# How to help fiance quit stinkies and start vaping???



## Renoster (9/10/16)

Hey all! I really need advice.... How can i help my fiance to take on vaping as she is still on horrible cigarettes, and i am happilly vaping. I informed her about all the positive aspects regarding health bla bla bla... So when she takes a pull from my vape she starts coughing badly, her lungs almost bounces onto the floor.. even if i take it down to 50w (where i started to get used to it). So i tell her it happened to me and you get used to it quickly, but she is immediatly turned off by vaping becuase of the coughing.. so any advice pleaaase as i would really love for her to start vaping. (She even build me a coil once and when she saw a pink pico she fell in love so i know what to get her if she starts vaping) and btw she is a social smoker which makes it even more difficult....


----------



## zadiac (9/10/16)

Most smokers cough the first time they take a vape. She has to do it again after she stops coughing. A few times, so the body can get used to it. I have a friend who's a smoker and he took a direct lung hit from my RDA and didn't even twitch, but some people go into a coughing frenzy the first time. It's quite normal. She just has to keep trying. Once the coughing part is over, she'll realize how awesome it feels and taste.

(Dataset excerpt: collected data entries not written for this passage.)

PR #717, opened 2019-10-04
Make SQL 'ambiguous column name' error translatable

danielhollas:

The errors thrown by SQLite are parsed individually and made more user-friendly and marked for translations. This one particular error -- `ambiguous column name` -- is not handled, which means the corresponding string cannot be translated into other langs on Khan. This commit fixes that. Also, I'll try to make the text more helpful, but I am not an SQL expert so this needs to be reviewed.

Tracking JIRA ticket: [IC-527](https://khanacademy.atlassian.net/browse/IC-527)

Minimal. 

Not sure whether there are existing tests for this functionality.

### Risks involved

I simply copied the existing code and only changed a couple of strings and variable names, hopefully, it should be safe.

Nope.

1. run: `python -m SimpleHTTPServer`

Reactions: Like 1 | Agree 2


----------



## Kuhlkatz (9/10/16)

Most hard-core vapers think that anything below 50W is for sissies, and that is likely where your problem starts. 
You need to get her on a starter device, like an Ego AIO that delivers a vape similar to a ciggie and is conducive to MTL vaping. Combine that with a higher nic juice like a 12mg, and it would be far easier for her to get used to than the thick cloud volumes.
If that is not an option, a far 'tamer' build in any tank like a single 28G or even 26G instead of dual Alien Claptons, Tigers and the like should suffice.
Once she gets used to the vapour, you can maybe try and swing her to DTL vaping and devices.

Reactions: Agree 6


----------



## Andre (9/10/16)

Firstly, do not force the issue. That just breeds extra resistance. HRH only started vaping 1 year after I took it up permanently.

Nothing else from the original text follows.